Fearing that David had gotten lost or injured in the park, they headed to Rincón to meet with rangers and Red Cross volunteers, whose numbers would swell into the hundreds that weekend. Luda’s boss at Kraft organized a committee to hire a professional search-and-rescue team, while David’s friends in Chicago started a Facebook group, Help Find David Gimelfarb, which attracted more than 1,000 members in the first days.
After Luda approached the U.S. Embassy in San José and received a noncommittal response—“They said, more or less, that he came here on his own,” she recalls, “so basically we are on our own”—David’s friends in Chicago mobilized and wrote letters to Mark Kirk, who was then an Illinois congressman, and other officials, urging them to pressure the embassy to help find the missing American hiker. (In a written statement, John Whiteley, a State Department spokesman based in Washington, D.C., said that the effort was “thorough and professional” and emphasized that the U.S. government does not have dedicated search-and-rescue personnel stationed at embassies overseas.)
Over the next few days, hundreds of friends and classmates staged demonstrations on the young man’s behalf at Daley Plaza and in front of Chicago news stations. On August 19, the U.S. military dispatched two helicopters with infrared sensors and more than a dozen uniformed soldiers from Soto Cano Air Base in Honduras to scour the park alongside a private helicopter pilot hired by the Gimelfarbs.

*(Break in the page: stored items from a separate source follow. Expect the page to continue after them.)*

Issue #704, opened 2024-01-16
[Bug] Large integer features will lost precision after graph construction


zhjwy9343:
## Phenomena:

If using large integer numbers (~67M) as node features, the graph construction process will convert them as float32 and store as float32 tensor. But the float32 losses precision, and when cast the float32 back to int, it will generate duplicated integer. 

## Impact:

Users want to add original node ids as one of the node features, and use them for customized purposes. The lost of precision will cause ID duplications, hence resulting errors.

## How to reproduce

- Create a graph data with more than 60M nodes, and set integer node id as one of the node features. 
- Run gconstruction.
- In the partition folder, e.g., part0, read in the `node_feat.dgl` file with `dgl.data.util.load_tensors`.
- Extract the node feature with node ids, compare the feature shape against its unique values shape.
- The two shapes are different.
```[tasklist]
### Tasks
- [ ] https://github.com/awslabs/graphstorm/issues/706
- [ ] Fix for GConstruct
```

classicsong:
Can we close this issue? @zhjwy9343

PR #717, opened 2024-01-29
[Enhance]  Support float64 as output type in graph construction

zhjwy9343:
*Issue #704, if available:*

*Description of changes:*
This PR add the float64 as one of the output dtypes for Noop transformer. This will fix the issue #704 for large integer numbers in features.


thvasilo (approved):
LGTM small change. One suggestion: in GSProcessing for Parquet files that are typed we respect the input type by default.

zhjwy9343:
> LGTM small change. One suggestion: in GSProcessing for Parquet files that are typed we respect the input type by default.

Thanks. The change is for output type, so if the users give float64 we will use float64. But the implementation before this PR converted to float32 by default.

PR #726, opened 2024-02-03
[Enhancement] Add default task tracker in trainers and inferrers

zhjwy9343:
*Issue #, if available:*

*Description of changes:*
This PR add a default task tracker in Trainers and Inferrers. And then Trainers and Inferrers use the task tracker to initialize an Evaluator. The new logic is that :
1. In constructor, set default task_tracker  to be None;
2. Users can setup task tracker by using setup_task_tracker();
3. When setup the Evaluator in Trainers and Inferrers, check 
    - if they have a task tracker preset, and the Evaluator does not have task tracker set, use the task tracker to set the Evaluator;
    - if they have no a task tracker, and the Evaluator either, create a default SageMakerTaskTracker using the eval_frequency of the Evaluator, and then setup the Evaluator with the newly created task tracker.
    - if the Evaluator already has a task tracker, then just setup the Evaluator without any addition operations.
4. Because trainers require evaluator, whenever setup a evaluator, a task_tracker will be added to trainers.


python/graphstorm/trainer/gsgnn_trainer.py
```diff
@@ -89,15 +88,23 @@ def setup_task_tracker(self, task_tracker):
...
+        frequency.
         """
-        if self.task_tracker is not None:
-            evaluator.setup_task_tracker(self.task_tracker)
+        if evaluator.task_tracker is None:
+            if self.task_tracker is not None:
+                task_tracker = GSSageMakerTaskTracker(evaluator.eval_frequency)
+                evaluator.setup_task_tracker(task_tracker)
+            else:
+                evaluator.setup_task_tracker(self.task_tracker)
```
classicsong, line 106: ditto

classicsong (commented):
Can you also add some unit test for "If the evaluator has its own task tracker, just setup the evaluator. But if the evaluator has no task tracker, will use this Trainer's task tracker to setup the evaluator."

python/graphstorm/eval/evaluator.py
```diff
@@ -338,6 +338,18 @@ def history(self):
...
+        """
+        return self._eval_frequency
+
+    @property
+    def task_tracker(self):
+        """ Task tracker of this evaluator
+        """
+        return self.tracker
+
 class GSgnnRegressionEvaluator(GSgnnInstanceEvaluator):
```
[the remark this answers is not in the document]
zhjwy9343: They both extend the `GSgnnInstanceEvaluator` so they also extend the `setup_task_tracker()` method.

python/graphstorm/trainer/gsgnn_trainer.py
zhjwy9343: The self.task_tracker belongs to the trainer, and setup_task_tracker will need this argument.

zhjwy9343:
> Can you also add some unit test for "If the evaluator has its own task tracker, just setup the evaluator. But if the evaluator has no task tracker, will use this Trainer's task tracker to setup the evaluator."

I add two unit-test files for trainer and inferrer. So far just add test cases of setup task tracker.

classicsong (approved):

The effort lasted three days. Since Rincón de la Vieja opened in 1972, other hikers had gotten lost there, but all had eventually been found. A visitor had even fallen off one of the volcano’s craters and spent two nights clinging to a ledge before being rescued by a helicopter.
The team considered that David had perhaps changed his mind and, instead of taking the three-kilometer trail, attempted the more arduous journey up to the crater. That risky hike, now off-limits because of recent seismic activity, takes eight hours roundtrip. In this region, the sun sets at around 6 p.m. in August, so it would have been inadvisable for the young American to start out on the trail as late as 10 a.m.
The helicopters searched the crater extensively, and Roma himself made the grueling ascent with a park ranger. The wind was so fierce at the summit that they had to tie a rope around each other’s waists to stay on their feet. Meanwhile, Luda visited every hospital and jail in the area but found no clues. She even consulted a series of psychics, one of whom shared a dark vision: “He’s in the volcano. Go and live your life.”